Identité : quand Bernard Cazeneuve gonfle la fraude pour justifier son « mégafichier »

le
0
Bernard Cazeneuve, le 15 novembre, à l'Assemblée nationale.
Bernard Cazeneuve, le 15 novembre, à l'Assemblée nationale.

Devant les députés, mardi, le ministre de l’intérieur a assuré que « 800 000 Français voient chaque année leur titre d’identité volé ou transformé frauduleusement ». Faux.

Du projet de carte d’identité électronique de 2011-2012 au nouveau « mégafichier » TES (pour « titres électroniques sécurisés ») censé rassembler les données de 60 millions de Français et créé par décret le 30 octobre, les exagérations et les approximations sur la réalité chiffrée de la fraude documentaire ou de la fraude à l’identité n’ont jamais manqué. Bernard Cazeneuve y a ajouté sa petite pierre, mardi 15 novembre, devant les députés. Pour démontrer l’ampleur de la fraude documentaire, le ministre de l’intérieur s’est un peu emporté lors de son propos liminaire.

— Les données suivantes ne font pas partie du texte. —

PR #223, opened 2025-08-14
Add FEL support for Allwinner SoC A733

dlan17:
the PR tries to add FEL support for A733, tested on Radxa Cubie A7A board
it's capable of booting uboot spl image..

still need some help to check if the commit message is accurate..

the spl_address is coded to 0x52000, as in my case I've tried, the <0x51000 isn't working..

### DIFF
--- a/soc_info.c
+++ b/soc_info.c
@@ -189,6 +189,12 @@ sram_swap_buffers a523_sram_swap_buffers[] = {
 	{ .buf1 = 0x45000, .buf2 = 0x40200, .size = 0x0400 },
 	{ .size = 0 }  /* End of the table */
 };
+
+sram_swap_buffers a733_sram_swap_buffers[] = {
+	{ .buf1 = 0x47000, .buf2 = 0x72400, .size = 0x1C00 },
+	{ .size = 0 }  /* End of the table */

CE QU’IL A DIT « Je tiens à rappeler que 800 000 Français voient chaque année leur titre d’identité volé ou transformé frauduleusement. » POURQUOI C’EST FAUX Le chiffre (énorme) est surprenant. Le dernier rapport annuel complet de l’Observatoire nationale de la délinquance et de la réponse pénale (ONDRP) évoque de son côté, pour 2014, 5 910 faux documents d’identités saisis par la police ou la gendarmerie.

Surtout, pour donner une échelle statistique, le nombre total de vols enregistrés en France lors des douze derniers mois (hors vols liés à l’automobile) est de... 797 000. Tous ces méfaits concerneraient-ils donc un document d’identité ?

Interrogé, le cabinet de M. Cazeneuve reconnait que le chiffre de 800 000 concerne en fait « les cartes d’identité volées ou perdues par an » en 2014 et 2015.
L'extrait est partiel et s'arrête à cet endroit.